AVAILABLE DATA START
Issue #2249, opened 2018-07-16
When launching LEAN locally, command-line argument "--config" does not work


mblouin02:
#### Expected Behavior
When specifying the command-ling argument "--config <path to config file>" when launching Quantconnect.Lean"Launcher.exe, the data from the specified config file should be used.

#### Actual Behavior
When specifying the a local config file as an argument, we get a log that claims that this file will be used for the configuration. However, values from the default config file location are used instead.

#### Potential Solution
I actually diagnosed this issue. It comes from the fact that, in Config.cs, the "Settings" singleton is instantiated before the main program gets the chance to read the command-line arguments. In other words, the config file is read when the static variables get created, which happens before program execution.

The solution would be to add "Config.Reset()" after the program read command-line arguments, in order to re-read the settings from the correct config file.

#### Reproducing the Problem
1- Copy ".\Launcher\config.json" to another location (ex: C:\Launcher\config.json).
2- Rename the new file config_UseThisOne.json
3- In config_UseThisOne.json, change "environment" to "live-paper" instead of "backtesting"
4- In Visual Studio, add a break point in Program.cs, line 58 (var liveMode = Config.GetBool("live-mode");)
5- Launch in debug mode, by passing the argument "--config <path to config_UseThisOne.json> file"
6- Step-over the line, so that "live-mode" gets populated
7- Notice that the variable liveMode is false, it should be true.

8- Now, stop the program.
9- In ".\Launcher\config.json", change "environment" to "live-paper" instead of "backtesting"
10- Repeat steps 5-7, notice that the value is now properly "true"

#### System Information
- Windows 10

#### Checklist
- [X] I have completely filled out this template
- [X] I have confirmed that this issue exists on the current `master` branch
- [X] I have confirmed that this is not a duplicate issue by searching [issues]
- [X] I have provided detailed steps to reproduce the issue

jaredbroad:
Thanks @mblouin02 sounds broken -- we'll look into it further.

mblouin02:
Hi Jared, 

See this pull request, it should fix the issue: https://github.com/QuantConnect/Lean/pull/2251

StefanoRaggi:
Closed by #2251

PR #2251, opened 2018-07-16
Fix broken --config command-line argument

mblouin02:
#### Description
Reset the configuration settings at the beginning of program
execution, so that, when passing a custom --config argument
to the program, values from that file are read instead of the
default config file.

#### Related Issue
https://github.com/QuantConnect/Lean/issues/2249

#### Motivation and Context
Config file argument was not used in the program.

Reproduced the steps 1-7 described in https://github.com/QuantConnect/Lean/issues/2249, and confirmed that the value is now correctly read.

#### Types of changes

#### Checklist:
- [N/A] I have added tests to cover my changes.
- [X] My branch follows the naming convention `bug-<issue#>-<description` or `feature-<issue#>-<description>`

### DIFF
--- a/Configuration/Config.cs
+++ b/Configuration/Config.cs
@@ -57,6 +57,7 @@ namespace QuantConnect.Configuration
             if (cliArguments.ContainsKey("config"))
             {
                 SetConfigurationFile(cliArguments["config"] as string);
+                Reset();
             }
 
             var jsonArguments = JsonConvert.DeserializeObject(JsonConvert.SerializeObject(cliArguments));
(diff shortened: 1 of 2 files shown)


Martin-Molinero:
Hi @mblouin02!
Thank you for the issue and PR. Let me suggest a minor change. I believe it would be better to move the `Reset()` call inside the if statement at https://github.com/QuantConnect/Lean/blob/master/Configuration/Config.cs#L57. That way, if another command line argument is send along with the `--config` it will also be taken into account.

mblouin02:
Hi @Martin-Molinero,

I did the change that you recommended. Feel free to comment.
AVAILABLE DATA END
In the entries above, find the line with "execution, so that, when" and the line with "Hi @mblouin02!", then set down exactly those two and every line between them, nothing else.

execution, so that, when passing a custom --config argument
to the program, values from that file are read instead of the
default config file.

#### Related Issue
https://github.com/QuantConnect/Lean/issues/2249

#### Motivation and Context
Config file argument was not used in the program.

Reproduced the steps 1-7 described in https://github.com/QuantConnect/Lean/issues/2249, and confirmed that the value is now correctly read.

#### Types of changes

#### Checklist:
- [N/A] I have added tests to cover my changes.
- [X] My branch follows the naming convention `bug-<issue#>-<description` or `feature-<issue#>-<description>`

### DIFF
--- a/Configuration/Config.cs
+++ b/Configuration/Config.cs
@@ -57,6 +57,7 @@ namespace QuantConnect.Configuration
             if (cliArguments.ContainsKey("config"))
             {
                 SetConfigurationFile(cliArguments["config"] as string);
+                Reset();
             }
 
             var jsonArguments = JsonConvert.DeserializeObject(JsonConvert.SerializeObject(cliArguments));
(diff shortened: 1 of 2 files shown)


Martin-Molinero:
Hi @mblouin02!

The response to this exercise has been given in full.